The G20 completed its meeting over the week-end and ended with a communiqué that called for further action and “broader policy response”. This does not mean much because it is the individual countries that taker action and there were no new plans for coordinated fiscal or monetary policy. Yes, there were requirements for finance minister to come back in March with new plans for regulatory reform and policy action but that does not help the markets in the coming week. The group set a March deadline for recommendations on strengthening accounting standards, derivatives markets and oversight of hedge funds and debt-rating companies. It is not clear what the form of these plans will be so there is little news for positive reaction.

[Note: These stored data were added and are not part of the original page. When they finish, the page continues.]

PR #4373, opened 2025-08-18
feat: pass run dependencies and run exports

baszalmstra:
This PR modifies the build protocol to pass information about:

* The finalized run dependencies.
* The finalized run exports.
* The finalized/specs for the build/host environment. 

This is needed in the backends to correctly fill in the `index.json` inside the constructed package.

This PR should not break any existing CIs. Backends should just silently ignore these fields if they receive it. Another PR in the backends is required to make sure that these fields are picked up properly.

### DIFF
--- a/.gitignore
+++ b/.gitignore
@@ -1,14 +1,114 @@
-target
-.idea
-.vscode
-.test-projects
-__pycache__
-.pixi
-.build
-.DS_store
-site/
-.cache
-pytest-temp
-/vendor
-*.conda
+# macOS system files
+.DS_Store
+.DS_Store?
+._*
+.Spotlight-V100
+.Trashes
+ehthumbs.db
+Thumbs.db
+
+# Local environment files
 *.local.*
+.env
+.env.local
+.env.*.local
+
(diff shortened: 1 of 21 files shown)


crates/pixi_build_types/src/procedures/conda_build_v1.rs
```diff
@@ -51,6 +63,59 @@ pub struct CondaBuildV1Params {
     pub editable: Option<bool>,
 }
 
+#[serde_as]
+#[derive(Debug, Serialize, Deserialize, Clone)]
+#[serde(rename_all = "camelCase")]
+pub struct CondaBuildV1Dependency {
+    #[serde_as(as = "DisplayFromStr")]
+    pub spec: MatchSpec,
```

There were two positive responses with the G20 asking for a continuation of trade talks for the Doha Round and conclusions to these negotiations by year-end. Anything that will reduce the pressure to add protectionist barriers or to enhance trade flow is vital in the current environment. Second, the IMF got a pledge from the Japanese to increase their commitment of credit by $100 billion. This increases the funds available to the IMF at this critical time. The IMF also loosened lending facilities which should free funds for countries that have been paralyzed by the credit crisis.
The global economies are in a special wait and see period. The patient has been administered medicine but there has to be some time allowed to let it do its work. Data is coming in and tells us the current state of the economies in September and at best October. This was before much of the stimulus action was taken so it is early to determine the reaction of some government programs.